3/10
Disappointing conclusion spoils meticulous Victorian atmosphere
27 June 2009
Warning: Spoilers
I was reasonably entertained by the first two parts of this Victorian mystery. The set decor was very detailed, and I especially liked the Victorian warehouses used for exterior shots of the toy factory, as well as for Roger and Isabel's slummy love nest. But I simply could not get deeply involved in the mystery because of my dislike of pretty much every character. My lack of sympathy for "free-spirited" Isabel left my with a purely academic interest in seeing if she could beat the rap. Screwing her sister-in-law's husband while they're all living under the same roof is so barbarously selfish and cold, it didn't really matter to me if she was hanged for a murder she didn't commit. I would have been happy to see such a worthless woman removed from the world by pretty much any means.
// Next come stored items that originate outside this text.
PR #5271, opened 2020-06-22
add Witch guard type (and alchemist worker?)

Minecraftschurli:
the alchemist is a colonist who supplies the colony with potions especially the witch who heals allies and harms foes in battle


Raycoms:
Oh, about this, I think those should be two different things.
A) A witch type guard you can select in guard/barrackstowers that throw harm/heal potions around.
B) An alchemist worker that creates potions on requests and might in free time walk around and apply random positive potion effects on players and citizens.

Minecraftschurli:
Yea that's what I meant too I'll just work on the alchemist first

Minecraftschurli:
I need suggestions:
What effects should the witch use to debuff enemies at which level?
example: nausea 1 for 0:30 at level 3

What effects should the witch use to buff allies at which level?
example: resistance 3 for 0:20 at level 5

Should the witch also wake up other guards?

Is the alchemist still needed if the witch has infinite potions?

ravenbuilder934:
The witch shouldn't have infinite potions, that's way too OP. Even if they did, the Alchemist's potions could be for the Healer (to heal injuries, not diseases) and for the Postbox's requests. Also, if the Alchemist doesn't have any requests, they should apply random positive potion effects on players and citizens (from ray, above).

Minecraftschurli:
The infinite potions were decided by ray and the chat in todays stream

ravenbuilder934:
oh ok, I didn't watch the entire stream

ravenbuilder934:
The witch shouldn't wake other guards, they're not military-type and consider themselves above that xD

ravenbuilder934:
Maybe the witch should have multiple helping and harming potions to choose from at each level, and which one they chose would be random. Like at Lvl 3 they could have 3 helping and 3 harming to choose from, or 3 total.

The potions should be actual splash potions, not made-up effects/lengths though.

Raycoms:
I'll close those two until they are PR ready.

PR #5290, opened 2020-06-25
Fixes

### LINKED ISSUE #5246: Requests created with some (not all) items already in the wharehouse are never finished.
Version:  minecolonies-1.15.2-0.11.960-universal

### Expected behavior

When builder request an item which has some already crafted in the warehouse and some that need crafting, the missing items are correctly crafted via the appropritate crafter and delivered to the builder.

### Actual behaviour

Wharehouse has 1 flower pot out of 6 required by the builder. He requests 6 (1 picked up and 5 to be crafted. All is good on the UI). However, it is never delivered to the first crafter (in this case, clay is never delivered to the stone smelter so he cannot craft bricks to allow the stonemason to craft pots). Some other requests that were created after the pots even got priorised and smelted super quickly by the stonesmelter and fully crafted correctly.

1- Have a request created by the builder which has items partially present in the warehouse.
2- Make sure you have all the raw items needed in the warehouse.
3- Wait for it to be done. You can even see other requests being done in the meantime through the same required crafter.

I did not take screenshots from the flower pots issue but I reproduced it with torch on the builder itself. The request is stuck this way. In this case, charcoal or sticks will never be delivered to the builder (same for clay on original flower pot issue). He will neither received the 1 torch present in the wharehouse.

image

This is the recipe the builder knows.

image

Just to prove items are in the wharehouse.

image
image

No crash or any message in the latest.log when I reproduce this problem.

### LINKED ISSUE #5272: Fletcher recipe list bug
minecolonies-1.15.2-0.11.961-universal.jar
structurize-0.10.324-ALPHA.jar

Fletcher building level 1. The recipe list is already populated with the recipe White Wool -> String x 4, multiple times. Trying removing them doesn't work. I didn't teach any recipe in the first place.

https://youtu.be/t5CLq7IQyfk

### LINKED ISSUE #5273: Restaurant doesnt work well
Each time I connect on my server, i see all citizen in the restaurant waiting for food.
I need to manually go to find food in each rack of the warehouse or in the worker huts and bring them to the restaurant myself.

citizen, especially guards grab all items they found and never put them back in the warehouse
they keep all eggs, feathers and steaks...very annoying

I put buckets in the cowboy hut....i find them back in the warehouse but without milk or cakes
backer seems to not do any bread

I use chunkloader to load my colony, I dont know if it can be linked to the problem

version : 
minecolonies-1.15.2-0.11.961-universal.jar

Raycoms:
Closes #5273
Closes #5272
Closes #5246

- Fix some recipe overflow issues
- Add missing recipes
- Stop increasing hunger/diseases when offline
- Fix some RS issues
- Adds some extra documentation

Review please


src/main/java/com/minecolonies/coremod/colony/Colony.java
```diff
@@ -1701,4 +1701,10 @@ public ColonyState getState()
     {
         return colonyStateMachine.getState();
     }
+
+    @Override
+    public boolean isActive()
+    {
+        return colonyStateMachine.getState() != INACTIVE;
```
someaddons, line 1708: why not == ACTIVE?

Raycoms: Because there were some other states too, that would be fine.

someaddons: ye there is UNLOADED which is the state when the colony doesnt meet the required amount of loaded chunks

Raycoms: Yeah, I wanted citizens that are loaded and the player is online still to consume food, etc

someaddons: kk then it does what you want

someaddons (approved):

PR #5312, opened 2020-06-29
Feature/buckets

Raycoms:
- Prefetch materials for builder
-
-

Review please


src/main/java/com/minecolonies/coremod/colony/buildings/AbstractBuildingStructureBuilder.java
```diff
@@ -62,6 +60,11 @@
      */
     private Map<String, BuildingBuilderResource> neededResources = new LinkedHashMap<>();
 
+    /**
+     * The different possible buckets.
+     */
+    private Deque<Tuple<Map<String, Integer>, Integer>> buckets = new ArrayDeque<>();
```
marchermans: Instead of doing `Deque<Tuple<Map<String, Integer>, Integer>>` you should make this an actuall class with documentation what what is. So create something like `StructureBuildSection` and make this field a `Deque<StructureBuildSection>` Patch all your fields and methods accordingly, and do not forget to document.

marchermans (changes requested):
Generally a good change.
However the implementation with a Tuple of a Map of a String and an Interger and an Integer is terrible.
Nobody understands what is what, and this warrents a custom class, with documentation, toString() and the whole shabang.

Please modify this code to make it more maintainable.

marchermans (approved):
Much better.

PR #5314, opened 2020-06-29
Adds shears and furnace to worker's recipes

### LINKED ISSUE #5304: Stonemason won't always accept cobblestone as an ingredient
Version: 0.13.6-ALPHA

### Expected behavior

Stone, and Cobblestone to be valid ingredients for stonemason, and thus have the stonemason able to craft a furnace.

### Actual behaviour

Stone and Cobblestone are both tagged as stonemason_product, and I believe they should be stonemason_ingredient. As such, trying to add the recipe for the furnace fails. Cobblestone walls on the other hand work, as they are explicitly tagged as stonemason_product

1. Build a stonemason
2. Attempt to add furnace as a recipe
3. "Unable to store the blueprint...."
4. ... Profit

PowerSchill:
Closes #5304
Closes #
Closes #

-
-
-

Review please


src/main/resources/data/minecolonies/tags/items/blacksmith_product.json
```diff
@@ -2,6 +2,7 @@
   "replace" : false,
   "values" : [
     "#forge:nuggets",
-    "#forge:ingots"
+    "#forge:ingots",
+    "minecraft:shears"
```
Mekle001, line 6: Why put it here, rather than putting #forge_ingots in blacksmith_ingredient.json so that it picks up shears, flint and steel, and anything added by mods? I'm assuming ingots are in products for the purposes of compacting nuggets to ingots. But if you moved all of this to ingredient, you'd still get that. That change would open up lamps here, so you'd want to exclude torches from the blacksmith.

src/main/resources/data/minecolonies/tags/items/stonemason_product.json
```diff
@@ -8,6 +8,7 @@
     "#minecraft:stairs",
     "#minecraft:walls",
     "minecraft:bricks",
+    "minecraft:furnace",
```
Mekle001, line 11: So, I get resolving the lack of Furnace. What I don't get is why #forge:stone is a product, when that is a product of the stonesmeltery.  Cobblestone too, as there isn't a normal recipe for the stonemason to produce cobble. 

I expected both #forge:stone and #forge:cobblestone to move to stonemason_ingredient.json. At which point, many of these other items are no longer necessary. 

You also likely want to add redstone to the stonemason_ingredient_excluded.json

PowerSchill:
Don’t approve yet. I forgot to add iron bars.

src/main/resources/data/minecolonies/tags/items/blacksmith_product.json
PowerSchill: Because then you could craft anything with ingots like armor for example which is what the blacksmith is for or pistons instead of mechanic.

src/main/resources/data/minecolonies/tags/items/stonemason_product.json
PowerSchill: Using [stone.json](src/generated/resources/data/forge/tags/items/stone.json) as a reference you will see that cobblestone is not included but polished stones are. Also some mods make granite, diorite, and andesite craftable so this could include those. Also the stone smeltery can only handle furnace recipes so the mason handles all stone crafting recipes.

src/main/resources/data/minecolonies/tags/items/blacksmith_product.json
Mekle001: If you add ingots to the blacksmith ingredients, and redstone and torches to the blacksmith exclude, it seems like you'd get the exact set of things that you'd expect from the blacksmith, including iron bars.

src/main/resources/data/minecolonies/tags/items/stonemason_product.json
Mekle001: I'm not sure which file that hyperlink is supposed to be, as it appears to be a broken link.  My point above is that according to the tags, cobblestone/stone are products of the stonemason, instead of ingredients. Given that they aren't marked as ingredients, you have to add furnace to the products to be able to enable it. 

My proposal is above: add 2 things to stonemason_ingredient.json and 1 to stonemason_ingredient.excluded.json. I believe that fits the theming of the hut, and provides for a much wider array of recipes. I was thinking it might be good to also add #stonemason_product to stonemasion_ingredient.json, which should cut down on future maintenance here.

If you take my proposal, I believe there are several other things in stonemason_product.json that can be removed. 

As an aside, is there a way to provide custom versions of these files for packs? Whatever rules are in them can be broken by 'expert mode' packs

Mekle001: Oh! please consider moving minecraft:nether_brick to stonemason_ingredients, that would unblock nether_brick_fence.

src/main/resources/data/minecolonies/tags/items/blacksmith_product.json
PowerSchill: still have to deal with lanterns and rails and hoppers and minecarts and. tripwire

Mekle001: Lanterns are covered by the torches ingredient exclusion, rails are going to have to be a product exclusion, as the ingredients are the same as an iron sword.  For the tripwire, a product exclusion might be the easiest solution, as a planks exclusion would conflict with the wooden tools. 

If you can exclude mechanic_product from the blacksmith, then you easily solve moving things to the mechanic by adding them as a product there.

src/main/resources/data/minecolonies/tags/items/stonemason_product.json
PowerSchill: If you move cobblestone/stone to the ingredients just look at all of the exceptions you would have to add: https://minecraft.gamepedia.com/Cobblestone and https://minecraft.gamepedia.com/Stone.

Yes, the whole reason that we migrated to the use of item tags is because any pack owner or user can easily adjust them with json files and no code updates required.

Mekle001: I'm not seeing that many exceptions. I see an ingredient exception for redstone, and one I missed which is stick. 

That leaves comparator and stonecutter unaccounted for, which I'd argue that anywhere you have a redstone exception, a redstone torch should be there.  It might be nice to account for that by including #mechanic_ingredient as stonecutter ingredient exceptions. That does mean that tag marking has to make at least a second pass over things it's already marked, or some form of recursive evaluation.

PR #5323, opened 2020-07-01
Show schematic outlines while the player has the building tool in the main hand

JiaYow:
This PR makes it so the building tool will render the max-size building outlines while you have it equipped.

Goal is to 1. make it much easier to perfectly align buildings / avoid collisions, and 2. later on we can make the outlines pretty and have a kind of "blueprint" view of a colony. could look very cool from above. i'd like to know if it causes noticeable lag on the client-side for huge colonies.


someaddons:
our Building Tileentities do have the corner information, you don't need to sync it additionally at all. See TileEntityColonyBuilding te; te.getCornerPositions()

JiaYow:
> our Building Tileentities do have the corner information, you don't need to sync it additionally at all. See TileEntityColonyBuilding te; te.getCornerPositions()

The corners have no y information.

PR #5343, opened 2020-07-05
Fix Crafter Recipes

### LINKED ISSUE #5340: Crafters using the new Tag system sometimes don't honor the tags the way you'd expect..
Version: minecolonies-0.13.16-ALPHA-universal.jar

### Expected behavior

- Tags to evaluate products, and then ingredients so that product marking always takes precedence. 

### Actual behaviour

- Evaluated with exclusions of both products and ingredients and then inclusions of them both. 

1. Define Brick @ stonesmelter, and Stick @ Sawmill
2. Attempted to add "Clay Shingle Slab" to Sawmill (It's explicitly marked sawmill_product)
3. adding the recipe fails, because brick is marked "sawmill_ingredient_excluded" as it arguably should be. 
4. ... Profit

Mekle001:
Reorder Tag evaluations to be product and then ingredient, rather than exclude and then include
Add Terracotta to Stonesmelter
Add sawmill products to blacksmith exclusions

Closes #5340
Closes #

-
-
-

Review please

### DIFF
--- a/src/main/java/com/minecolonies/coremod/colony/buildings/AbstractBuildingWorker.java
+++ b/src/main/java/com/minecolonies/coremod/colony/buildings/AbstractBuildingWorker.java
@@ -238,6 +238,12 @@ public abstract class AbstractBuildingWorker extends AbstractBuilding implements
             return Optional.of(false);
         }
 
+        // Check against allowed products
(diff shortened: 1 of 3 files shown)


Mekle001:
#5340

PR #5345, opened 2020-07-05
Show schematic outlines while the player has the building tool in the main hand - 2nd try

JiaYow:
This PR makes it so the building tool will render the max-level building schematics and their outlines when the active preview is nearby. This should make it easier to properly align neighboring buildings.


Raycoms:
:shipit: 

[Approved with PullApprove](https://pullapprove.com/ldtteam/minecolonies/pull-request/5345/?utm_source=github-pr&utm_medium=comment-badge&utm_campaign=ldtteam/minecolonies)

src/main/java/com/minecolonies/coremod/event/ClientEventHandler.java
```diff
@@ -77,18 +103,128 @@ public static void renderWorldLastEvent(@NotNull final RenderWorldLastEvent even
...
+                        }
+                    }
+
+                    final Blueprint blueprint = wrapper.getBluePrint();
+
+                    if (blueprint != null)
+                    {
+                        Mirror mirror = buildingView.isMirrored() ? Mirror.FRONT_BACK : Mirror.NONE;
+
+                        final TileEntity tileEntity = world.getTileEntity(currentPosition);
```
someaddons, line 183: Could we get a highlight on the Tileentity to render aswell? would be very useful for finding buried buildings.
Should be a simple RenderBox() or so call, the code for that exists in structurize

someaddons (commented):
Looks good overall

src/main/java/com/minecolonies/coremod/event/ClientEventHandler.java
Asherslab: i'd say it'd be simpler to bring up the marker for the anchorPos (which is the TE in any building schematic)

JiaYow: Highlighting the TE doesn't help with finding it, because if it's buried, the highlight will also be buried. By the time you find the highlight, you can see the hut anyway. I experimented with removing the depth check on the TE-highlight to make it shine through other solid blocks like a wallhack, but I couldn't make it work.
However, since the PR will render the full lvl5 building now (it works a bit different now than when you last saw it someaddons), it should be a bit easier to find the hut "intuitively".
Ashers, what do you mean with "bring up the marker"?

Asherslab: https://github.com/ldtteam/Structurize/blob/9dfc02da242ee5b6f7ac4ecb49e6722f19ad262f/src/main/java/com/ldtteam/structurize/event/ClientEventSubscriber.java#L120

JiaYow: Ah yes. Then my comment stands, the highlight isn't really useful for finding the hut, especially if it's buried. Would be a whole different story if the highlight were wallhacky, but no idea how to accomplish that.

someaddons: the tag hightling in structurize actually can be seen through blocks hmm

someaddons: oh funny its actually only the text highlightning which goes through blocks xD

Raycoms:
There is a gl flag for that. It's used around the icons of the workers if
you want to know it exactly

src/main/java/com/minecolonies/coremod/event/ClientEventHandler.java
JiaYow: I tried reproducing the behavior of the icons of the workers, based on Ray's comment. It refused to work. The icons render as textures, and use `.depthTest(RenderState.DEPTH_ALWAYS)`, but no matter how much I fiddle around with this and culling, it just doesn't work. Maybe there's one or fifty other GL flags I need to set, I don't know.

Additionally, the icons of the workers are not visible through ghostblocks, so it wouldn't work for this PR anyway.

In short, sorry but I give up. Someone who understands rendering better than I do should take a look at this please, in a separate PR.

Raycoms: Okay, we'll leave it for someone else to do it for a future PR. It's not actually so directly connected to this.

marchermans (approved):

The character of the police inspector seemed very exaggerated in his mannerisms. The usual excuse for this sort of thing is that he has a razor-sharp mind and no time for social niceties (à la Sherlock Holmes). So it was very perplexing to me that he seemed to completely fall apart in brain when Paul came to him with information about George's transvestite activities, and made a plausible case for George being the murderer. The police ALREADY knew that George was a transvestite, but it was not information they had shared with anyone else. When someone comes along who knows information that only the police know, they usually pay attention. So why did they suddenly turn stupid and act as if this were some tall tale Paul had just concocted to get Isabel off the hook? Especially as the case against Isabel depended upon the clerk IDing her as the veiled woman who bought poison from him? They should have realized that there was another possible culprit, who would have had access to Isabel's shoes as well.

But it hardly mattered, because the whole "George masquerades as Isabel" plot was so ludicrously far-fetched, it was hard to take the mystery seriously by that point. It could have worked if they'd cast an actor for George who was reasonably similar in size to Isabel - I would hope the original novel covered that plot hole by making them not so different in size. But the filmmakers couldn't resist going for the lurid thrill of making George a grotesquely fat pig, with jiggling titties, hanging jowls and bee-stung lips.

The "mystery" turned out to be so lame, I'd already drawn the conclusion that George was the woman on the common, almost as soon as it was revealed that he owned the corset (which hardly looked big enough to fit him, anyway). It's disappointing that mystery writers today seem to think that twisted sex is the only really exciting motive for anything anymore. No matter how much they set the scene with financial problems, wills, professional jealousy and ambition, they throw it all away at the last to show us a pervert in a tizzy. It's becoming downright boring. I could hardly believe that the final poisoning and Paul's confession were the actual conclusion - I kept hoping that there would be a REAL twist, and we'd discover, as Isabel steamed away to freedom, that she really WAS guilty of at least one of the murders, and that Paul had committed a crime to free a guilty woman. But alas, the program ended in a flat, drab anticlimax, with the stupid inspector closing the file with no particular concern to find out who might have murdered George.